The Arboretum is home to the UC Davis Teaching Nursery and holds several plant sales in the spring and the fall that draw gardeners and enthusiasts from all over Northern California. I’ve bought quite a few unusual and rare plants there over the years, including several of my farfugiums and a couple of bamboo muhly grasses (Muhlenbergia dumosa) that I love. Prices are relatively high, but the plants are top quality and often cannot be found anywhere else.

The Arboretum has also published a list of All-Stars, 100 tough plants ideally suited for our climate. These plants were chosen by the horticultural staff of the Arboretum and extensively tested in the field. Many local nurseries are now carrying at least some of the All-Stars; they’re easy to identify by their special tag.

The Arboretum is open 24 hours a day. During the week, you’re charged $6 for parking, but on the weekends parking is free. My preferred lot for parking is Lot 5a at the corner of A Street and Old Davis Road (enter campus from A Street in downtown Davis). Alternatively, you can park for free at Davis Commons, aka the Borders Shopping Center, in downtown and connect to the Arboretum from the west side of the parking lot.

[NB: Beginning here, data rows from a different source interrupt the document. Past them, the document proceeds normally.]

PR #216, opened 2025-07-25
feature(cdc/modem): Add support for uninstall usb_dte (IEC-337)

ShunzDai:
feature(cdc/modem): Add support for uninstall usb_dte

### DIFF
--- a/host/class/cdc/esp_modem_usb_dte/esp_modem_usb.cpp
+++ b/host/class/cdc/esp_modem_usb_dte/esp_modem_usb.cpp
@@ -36,10 +36,19 @@ static void usb_host_task(void *arg)
 {
     while (1) {
         uint32_t event_flags;
-        usb_host_lib_handle_events(portMAX_DELAY, &event_flags);
+        esp_err_t err = ESP_OK;
+        err = usb_host_lib_handle_events(portMAX_DELAY, &event_flags);
         if (event_flags & USB_HOST_LIB_EVENT_FLAGS_NO_CLIENTS) {
-            ESP_LOGD(TAG, "No more clients: clean up\n");
-            usb_host_device_free_all();
+            err = usb_host_device_free_all();
+            ESP_LOGD(TAG, "No more clients: clean up %d", err);
+            err = usb_host_uninstall();
+            ESP_LOGD(TAG, "USB Host uninstalled %d", err);
+            *(TaskHandle_t *)arg = nullptr;
+            vTaskDelete(NULL);
+        }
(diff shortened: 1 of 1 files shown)


host/class/cdc/esp_modem_usb_dte/esp_modem_usb.cpp
```diff
@@ -36,10 +36,19 @@ static void usb_host_task(void *arg)
 {
     while (1) {
         uint32_t event_flags;
-        usb_host_lib_handle_events(portMAX_DELAY, &event_flags);
+        esp_err_t err = ESP_OK;
+        err = usb_host_lib_handle_events(portMAX_DELAY, &event_flags);
         if (event_flags & USB_HOST_LIB_EVENT_FLAGS_NO_CLIENTS) {
-            ESP_LOGD(TAG, "No more clients: clean up\n");
-            usb_host_device_free_all();
+            err = usb_host_device_free_all();
```
roma-jam, line 42: `usb_host_lib_handle_events` will return `ESP_ERR_NOT_FINISHED` if there are still some device, opened by clients or external hubs are connected. 

So that means, that `usb_host_uninstall` return `ESP_ERR_INVALID_STATE`.

If we want to uninstall the library, we need to release all devices, wait for `USB_HOST_LIB_EVENT_FLAGS_ALL_FREE` flag if there were some devices opened and uninstall the library. 

The good example, how to manage that could be found in the `esp-idf,` in general `usb_host_lib` example: 
https://github.com/espressif/esp-idf/blob/master/examples/peripherals/usb/host/usb_host_lib/main/usb_host_lib_main.c#L126

roma-jam (commented):
Hi @ShunzDai , 

thanks a lot for collaboration! 

Could you please clarify a bit the goal of the changes? 

If the goal is to uninstall the USB Host library, when all the clients are deregistered, then the logic should be a bit different (as we have in esp-idf example).

tore-espressif:
Thank you for the PR @ShunzDai !

The ways of managing life time of USB Host library are pretty diverse beacuse it is a shared system resource. That is why it `esp_modem_usb_dte` the implementation is very naive.

In case you need advanced configuration you can follow advice in this comment: https://github.com/espressif/esp-usb/blob/ff739ce0d7a5cbbdfb7b4f3fa0e8e6e76f0c6aaa/host/class/cdc/esp_modem_usb_dte/esp_modem_usb.cpp#L31

It will be better for you _not to_ instal USB Host Library in `esp_modem_usb_dte` but do it in your application where you will have full control of it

The Arboretum is a great place to visit any time of year, but I particularly love it in the fall when the trees and shrubs turn color. It’s about as good as it gets as far as fall foliage in the Sacramento Valley is concerned.

This morning, we went for a leisurely stroll through the Arboretum with the kids and the dog. The air was crisp and clear after yesterday’s downpour; the sky blue and filled with puffy white clouds. Really, a picture-postcard fall day.

Here are some photographic impressions of what you will find in the Arboretum at this time of year.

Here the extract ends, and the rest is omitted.